◆四.祈りの町
氷の棺の中で眠っていたバベルは、ティティアに起された。
どうしても人里で手に入れたいものがあるのだという。
「入用なものを買ったら、すぐに戻ってくるから」
「では、ティティアはそのまま人間の世界に戻ったらいいわ。遠い街に
降ろしてあげる。せっかく娼館から出られたのよ。ひとでなしの領主の
許になど戻ることないわ」
バベルの弁に、ティティアは首を振った。バベルもすぐにそれは
無理であることに気がついた。一度でも魔界に踏み入った女が人の
世界に戻ることはゆるされない。
「ティティア。ごめんね。わたしのために」
「どうしてバベルが謝るの」
牙男が作ってくれた櫛をつかい、いつものように、ティティアはバベルの
髪を梳かした。
それから或ることに気がついて、二人は顔を見合わせた。
「お金ならあるよ。行き倒れた人間たちの荷物に入っていたものだ」
牙男がくれた革袋には、硬貨がぎっしり詰まっていた。
「人里に降りるなら、旅人のふりをして、目立たぬようにするんだぞ」
「バベルとティティアが人里に行った?」
牙男からそれをきかされたサイレンは空を仰いだ。妖竜の影はもう見えなかった。
「山脈越えをして、運河と鐘楼の街からは山ふたつ離れた、同じ領主が
おさめる小さな町に行くと云っていたよ。そこには、霊験あらたかな寺院が
あるそうだ」
「ティティアがそれを決めたのか」
サイレンはもう一度、空を仰いだ。
「サイレン。どうした」
「嵐になる。ぼくが戻らなければ、一角鬼をバミューダの指導者に」
サイレンは鋭く口笛を吹いた。雪を巻き上げて、妖竜が氷河の谷に降り立つ。
サイレンを乗せて、妖竜は空に翔け上がった。
空を飛ぶことはもう怖くないわ、とティティアは竜の鞍の上でバベルに
しがみついた。
雲の上に出たバベルは遠方に眼を凝らした。

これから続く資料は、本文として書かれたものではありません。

PR #2151, opened 2024-07-27
OETHb: Strategy Mint Whitelist

shahthepro:
## Code Change Checklist

- [ ]  Unit tests *if needed

Internal review:

## Deploy checklist

```
```


clement-ux (commented):
LGTM 👍

contracts/contracts/interfaces/IVault.sol
```diff
@@ -210,4 +216,13 @@ interface IVault {
     function setAdminImpl(address) external;
 
     function removeAsset(address _asset) external;
+
+    function addStrategyToMintWhitelist(address strategyAddr) external;
+
+    function removeStrategyFromMintWhitelist(address strategyAddr) external;
+
+    function mintWhitelistedStrategy(address strategyAddr)
```
sparrowDom, line 224: maybe a `isMintWhitelistedStrategy` might be a bit clearer?

contracts/contracts/vault/OETHBaseVaultAdmin.sol
```diff
@@ -8,5 +8,39 @@ import { VaultAdmin } from "./VaultAdmin.sol";
...
+        mintWhitelistedStrategy[strategyAddr] = true;
+
+        emit StrategyAddedToMintWhitelist(strategistAddr);
+    }
+
+    /**
+     * @notice Removes a strategy from the mint whitelist.
+     * @param strategyAddr Strategy address
+     */
+    function removeStrategyFromMintWhitelist(address strategyAddr)
```
sparrowDom, line 33: since we don't check if strategy is valid here. Might be cool to check for a non zero address

contracts/contracts/vault/OETHBaseVaultCore.sol
```diff
@@ -1,12 +1,96 @@
...
+    }
+
+    // @inheritdoc VaultCore
+    function mintForStrategy(uint256 amount) external override {
+        _mintToForStrategy(msg.sender, amount);
+    }
+
+    // Same as mintForStrategy(uint256) but transfers
+    // minted tokens to a different address
+    function mintToForStrategy(address receiver, uint256 amount) external {
```
sparrowDom, line 55: Just curious do we need this functions where strategy contracts would mint/burn the tokens and send them directly to another contract?

I am thinking if is going to be confusing and potentially hard to track the tokens if they are not sent to strategy contracts but directly to another address

sparrowDom:
Looks good, just curious if we need those extra function that can change the target account when minting/burning tokens

contracts/contracts/interfaces/IVault.sol
shahthepro: Good point, Will rename it

contracts/contracts/vault/OETHBaseVaultAdmin.sol
shahthepro: I guess that might be unnecessary. There should be no way to add a `address(0)` to the whitelist. `addStrategyToMintWhitelist` will fail when using `address(0)` since it isn't an approved strategy on Vault

contracts/contracts/vault/OETHBaseVaultCore.sol
shahthepro: I was thinking of avoiding approve calls within the contract for OETHb. If we remove these functions, that's one additional transfer for mints. And one additional approve (from the caller) and transfer for burns.

> I am thinking if is going to be confusing and potentially hard to track the tokens if they are not sent to strategy contracts but directly to another address

That's a good point, so all printed OETHb tokens have to go through the Vault? Will make that change

contracts/contracts/vault/OETHBaseVaultAdmin.sol
sparrowDom: good point

contracts/contracts/vault/OETHBaseVaultCore.sol
sparrowDom: I was thinking that `mintForStrategy` is going to be called by the strategy contract. And similarly how the function checks if `msg.sender` is the approved strategy (meaning strategy contract is the caller) I was thinking it could also send the minted tokens (and burn excess tokens) directly from/to the strategy contract as well.

contracts/contracts/interfaces/IVault.sol
shahthepro: Have renamed it

contracts/contracts/vault/OETHBaseVaultCore.sol
sparrowDom: Ah that is what you meant by another approve and transfer, I see. 

Yup agreed, might be better to keep the Vault code cleaner.

sparrowDom (approved):
LGTM

clement-ux (approved):
Looks good to me 👍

快晴だったが、この大気の
流れには嵐の気配がある。方舟に戻るまで天候が持ちこたえてくれるといい。
「もう竜も、バミューダも怖くないわ」
「あいかわらず、ティティアは嘘がへた」
「そんなことないわ。尾っぽのあるバミューダの若者が、わたしに夫婦になろうと云うの。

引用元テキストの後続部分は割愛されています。